[Saved entries]
== Segment start ==

PR #1104, opened 2022-02-16
Actually set 'husky_skip_init' as readonly in `./husky.sh`

hyperupcall:
Previously, the `husky.sh` script would export the empty 'readonly' variable, along with 'husky_skip_init' which has a value of 1.

Now, the script sets 'husky_skip_init' to 1, and properly gives is the 'readonly' and 'exported' attributes.

### DIFF
--- a/husky.sh
+++ b/husky.sh
@@ -19,7 +19,8 @@ if [ -z "$husky_skip_init" ]; then
     . ~/.huskyrc
   fi
 
-  export readonly husky_skip_init=1
+  readonly husky_skip_init=1
+  export husky_skip_init
   sh -e "$0" "$@"
   exitCode="$?"
 


typicode:
I may be missing something but I can't seem to reproduce the issue. I tried in bash:

```
~ 
❯ export readonly husky_skip_init=1

~ 
❯ echo $husky_skip_init
1
```

hyperupcall:
In both cases, the value of `husky_skip_init` is `1`, the difference is whether the variable is marked as readonly

Before the changes, a variable called `readonly` was spuriously created

```sh
$ export readonly husky_skip_init=1

$ declare -p readonly
declare -x readonly

$ declare -p husky_skip_init
declare -x husky_skip_init="1"
```

In other words, not readonly

```sh
$ export readonly husky_skip_init=1
$ husky_skip_init=2
$ # (no error)
```

It didn't seem to match up semantically, as in [other cases](https://github.com/typicode/husky/blob/2e4da5ce986a917bc73ff08d0f85d58b58fdb6a4/husky.sh#L9) variables were properly marked as `readonly`

So I changed the code so that `husky_skip_init` was actually readonly, since it seemed like that was the original intent. After the changes, we get

```sh
$ readonly husky_skip_init=1
$ export husky_skip_init

$ declare -p readonly
bash: declare: readonly: not found

$ declare -p husky_skip_init
declare -rx husky_skip_init="1"
```

As you can see, as a result, the `husky_skip_init` variable is marked as readonly (`-r`) and a variable called 'readonly' isn't spuriously created

```sh
$ readonly husky_skip_init=1
$ export husky_skip_init
$ husky_skip_init=2
bash: husky_skip_init: readonly variable
```

It doesn't make a huge difference in terms of behavior since the variable isn't used much or modified, but I'm sure for people not (or less) familiar with shell, the code is less confusing

typicode:
I see, good catch :+1: 
Thanks for the very detailed steps.

PR #1111, opened 2022-03-02
Directly re-execute the current script

### LINKED ISSUE #971: Support arbitrary shells for hook scripts
Husky seems to run all hook scripts using `sh`, regardless of the shebang present in the hook. For example, with a pre-commit hook containing a line like:

```bash
source "$(dirname "$0")/_/husky.sh"
```

we will get an error, because `source` is a Bash-specific command:

```shell-session
$ git commit
.husky/pre-commit: 4: source: not found
```

This occurs regardless of whether the shebang line is set as `#!/bin/sh` or `#!/usr/bin/env bash`, and seems to be because Husky invokes the currently-running hook script using sh in order to capture the exit value: https://github.com/typicode/husky/blob/a66271d21fdf798b291d009c213ed48737dae227/packages/husky/src/husky.sh#L20-L26

 A workaround for this is to use a Bourne-shell compatible `pre-commit` script, which then invokes bash explicitly with the target hook.

However, it would be nice if Husky respected the shebang of the hook script directly when executing it. This seems to be possible by changing husky.sh to use env to execute the command instead, for example:

```shell
  export readonly husky_skip_init=1
  env "$0" "$@"
  exitCode="$?"
```

However, this only works if the hook is also marked executable. Maybe we can use $SHELL instead to detect the currently-running shell, and exec the script again using that?

petekeen-cf:
The current `husky.sh` re-executes the current script with `sh -e`, completely ignoring whatever shebang line is in the script. This causes failures when scripts are expecting bash-specific features but `/bin/sh` is linked to something that is not bash (ex: `/bin/sh` is `dash` on Ubuntu).

This change makes it re-execute using `env` instead which will just run the script. This is safe because by definition [git hooks have to be executable](https://git-scm.com/docs/githooks/2.24.0):

> Hooks that don’t have the executable bit set are ignored.

Fixes #971.

### DIFF
--- a/husky.sh
+++ b/husky.sh
@@ -21,7 +21,7 @@ if [ -z "$husky_skip_init" ]; then
 
   readonly husky_skip_init=1
   export husky_skip_init
-  sh -e "$0" "$@"
+  env "$0" "$@"
   exitCode="$?"
 
   if [ $exitCode != 0 ]; then


typicode:
Hi,

Thanks for the PR :)
Changing to `env` changes husky current behavior, which is to exit on the first failing command.

For example:

```
#!/bin/sh
. "$(dirname "$0")/_/husky.sh"

foo
bar
baz
```

Will output with `env`:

== Segment end ==

* [The problem]
Look above for the line with "Thanks for the very detailed steps." and the line with "A workaround for". Retype those two lines and every line between them exactly, adding nothing.

* [Completed task]
Thanks for the very detailed steps.

PR #1111, opened 2022-03-02
Directly re-execute the current script

### LINKED ISSUE #971: Support arbitrary shells for hook scripts
Husky seems to run all hook scripts using `sh`, regardless of the shebang present in the hook. For example, with a pre-commit hook containing a line like:

```bash
source "$(dirname "$0")/_/husky.sh"
```

we will get an error, because `source` is a Bash-specific command:

```shell-session
$ git commit
.husky/pre-commit: 4: source: not found
```

This occurs regardless of whether the shebang line is set as `#!/bin/sh` or `#!/usr/bin/env bash`, and seems to be because Husky invokes the currently-running hook script using sh in order to capture the exit value: https://github.com/typicode/husky/blob/a66271d21fdf798b291d009c213ed48737dae227/packages/husky/src/husky.sh#L20-L26

 A workaround for this is to use a Bourne-shell compatible `pre-commit` script, which then invokes bash explicitly with the target hook.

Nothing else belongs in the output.